● WHAT IS BEING ASKED:
Say how many lines in the entries hold the word "return", and reply with that number only.

===== RECORDS FOR THE TASK

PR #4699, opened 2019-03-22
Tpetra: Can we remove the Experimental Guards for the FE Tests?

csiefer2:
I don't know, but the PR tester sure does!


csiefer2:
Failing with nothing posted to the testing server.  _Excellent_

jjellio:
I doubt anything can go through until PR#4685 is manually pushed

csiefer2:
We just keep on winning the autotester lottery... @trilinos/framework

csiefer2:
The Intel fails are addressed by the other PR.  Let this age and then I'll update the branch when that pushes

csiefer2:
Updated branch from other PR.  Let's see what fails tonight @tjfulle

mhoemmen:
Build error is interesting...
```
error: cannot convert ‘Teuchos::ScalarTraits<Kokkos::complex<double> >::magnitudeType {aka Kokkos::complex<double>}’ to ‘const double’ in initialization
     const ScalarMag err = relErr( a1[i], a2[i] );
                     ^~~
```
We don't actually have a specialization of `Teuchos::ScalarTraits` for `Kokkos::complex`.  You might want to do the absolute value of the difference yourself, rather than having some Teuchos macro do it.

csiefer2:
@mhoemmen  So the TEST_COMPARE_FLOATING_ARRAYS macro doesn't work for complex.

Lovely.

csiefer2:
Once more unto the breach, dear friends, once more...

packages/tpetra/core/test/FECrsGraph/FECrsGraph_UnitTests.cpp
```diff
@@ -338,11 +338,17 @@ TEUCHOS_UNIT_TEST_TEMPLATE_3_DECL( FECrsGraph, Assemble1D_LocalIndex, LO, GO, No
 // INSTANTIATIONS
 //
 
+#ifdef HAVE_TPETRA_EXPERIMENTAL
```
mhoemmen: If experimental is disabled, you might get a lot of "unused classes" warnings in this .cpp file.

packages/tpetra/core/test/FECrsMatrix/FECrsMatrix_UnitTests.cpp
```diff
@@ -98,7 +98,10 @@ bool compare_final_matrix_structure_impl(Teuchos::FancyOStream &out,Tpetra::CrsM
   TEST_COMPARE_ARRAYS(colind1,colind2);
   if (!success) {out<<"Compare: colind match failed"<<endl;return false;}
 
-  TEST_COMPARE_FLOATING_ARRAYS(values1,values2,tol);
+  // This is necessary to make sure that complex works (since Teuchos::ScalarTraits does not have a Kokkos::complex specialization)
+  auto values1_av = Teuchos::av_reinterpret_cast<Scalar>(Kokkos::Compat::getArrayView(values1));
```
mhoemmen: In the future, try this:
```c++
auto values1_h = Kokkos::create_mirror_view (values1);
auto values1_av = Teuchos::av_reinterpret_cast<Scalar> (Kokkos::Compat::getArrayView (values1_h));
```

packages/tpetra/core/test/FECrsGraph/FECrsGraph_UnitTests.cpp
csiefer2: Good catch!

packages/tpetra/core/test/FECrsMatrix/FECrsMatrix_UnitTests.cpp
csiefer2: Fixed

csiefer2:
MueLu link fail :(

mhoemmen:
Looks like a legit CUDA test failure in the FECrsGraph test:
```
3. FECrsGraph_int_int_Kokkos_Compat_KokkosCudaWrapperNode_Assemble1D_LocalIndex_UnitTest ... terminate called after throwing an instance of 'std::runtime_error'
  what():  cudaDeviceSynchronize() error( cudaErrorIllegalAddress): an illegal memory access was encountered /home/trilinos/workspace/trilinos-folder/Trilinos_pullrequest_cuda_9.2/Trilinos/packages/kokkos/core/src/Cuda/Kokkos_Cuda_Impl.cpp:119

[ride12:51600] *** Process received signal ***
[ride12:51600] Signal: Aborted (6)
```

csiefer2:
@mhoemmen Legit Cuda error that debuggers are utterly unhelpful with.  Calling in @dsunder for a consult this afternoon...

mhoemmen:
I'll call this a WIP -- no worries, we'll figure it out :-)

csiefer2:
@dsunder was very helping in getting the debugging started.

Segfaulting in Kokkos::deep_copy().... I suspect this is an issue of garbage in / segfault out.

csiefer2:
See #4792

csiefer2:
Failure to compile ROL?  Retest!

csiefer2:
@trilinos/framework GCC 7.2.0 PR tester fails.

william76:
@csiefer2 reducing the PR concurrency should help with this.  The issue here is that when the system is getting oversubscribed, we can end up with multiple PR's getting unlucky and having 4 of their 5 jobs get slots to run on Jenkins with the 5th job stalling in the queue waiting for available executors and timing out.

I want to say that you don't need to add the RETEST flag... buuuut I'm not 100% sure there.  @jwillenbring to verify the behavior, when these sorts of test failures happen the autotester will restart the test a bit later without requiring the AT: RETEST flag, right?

==========
===== RECORDS FOR THE TASK

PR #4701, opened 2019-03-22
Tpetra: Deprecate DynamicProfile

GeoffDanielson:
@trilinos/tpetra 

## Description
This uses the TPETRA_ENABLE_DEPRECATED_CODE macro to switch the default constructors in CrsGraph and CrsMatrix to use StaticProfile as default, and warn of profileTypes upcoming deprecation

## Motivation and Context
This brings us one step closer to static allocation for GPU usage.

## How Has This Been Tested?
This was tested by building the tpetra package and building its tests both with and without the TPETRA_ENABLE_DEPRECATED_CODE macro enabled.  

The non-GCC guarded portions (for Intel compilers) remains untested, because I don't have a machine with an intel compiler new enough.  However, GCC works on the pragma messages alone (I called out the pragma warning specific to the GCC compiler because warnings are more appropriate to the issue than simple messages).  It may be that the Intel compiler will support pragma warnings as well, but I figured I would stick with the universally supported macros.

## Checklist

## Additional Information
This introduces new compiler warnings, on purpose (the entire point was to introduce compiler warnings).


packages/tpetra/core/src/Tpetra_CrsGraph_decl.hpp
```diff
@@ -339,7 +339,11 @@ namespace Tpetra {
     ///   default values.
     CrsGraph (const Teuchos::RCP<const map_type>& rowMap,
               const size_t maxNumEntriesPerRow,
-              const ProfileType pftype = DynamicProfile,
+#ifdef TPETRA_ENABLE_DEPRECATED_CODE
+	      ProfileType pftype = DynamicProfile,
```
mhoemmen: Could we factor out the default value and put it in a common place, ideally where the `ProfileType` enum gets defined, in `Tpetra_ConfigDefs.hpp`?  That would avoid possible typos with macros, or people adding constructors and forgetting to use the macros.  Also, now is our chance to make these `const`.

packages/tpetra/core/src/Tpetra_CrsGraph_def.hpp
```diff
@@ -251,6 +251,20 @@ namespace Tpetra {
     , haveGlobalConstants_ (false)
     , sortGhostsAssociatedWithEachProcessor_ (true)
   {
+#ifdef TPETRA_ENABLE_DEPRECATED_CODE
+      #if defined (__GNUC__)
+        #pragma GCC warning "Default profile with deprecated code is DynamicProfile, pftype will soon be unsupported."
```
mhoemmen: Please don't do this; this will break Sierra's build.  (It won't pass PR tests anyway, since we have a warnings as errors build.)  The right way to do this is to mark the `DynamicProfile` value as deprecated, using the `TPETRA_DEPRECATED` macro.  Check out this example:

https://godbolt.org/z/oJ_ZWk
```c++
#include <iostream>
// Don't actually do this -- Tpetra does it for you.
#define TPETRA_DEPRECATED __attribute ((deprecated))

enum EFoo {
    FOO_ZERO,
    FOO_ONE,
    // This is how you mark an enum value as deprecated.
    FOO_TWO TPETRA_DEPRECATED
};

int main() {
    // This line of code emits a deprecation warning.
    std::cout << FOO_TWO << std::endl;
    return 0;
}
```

==========

● ANSWER:
2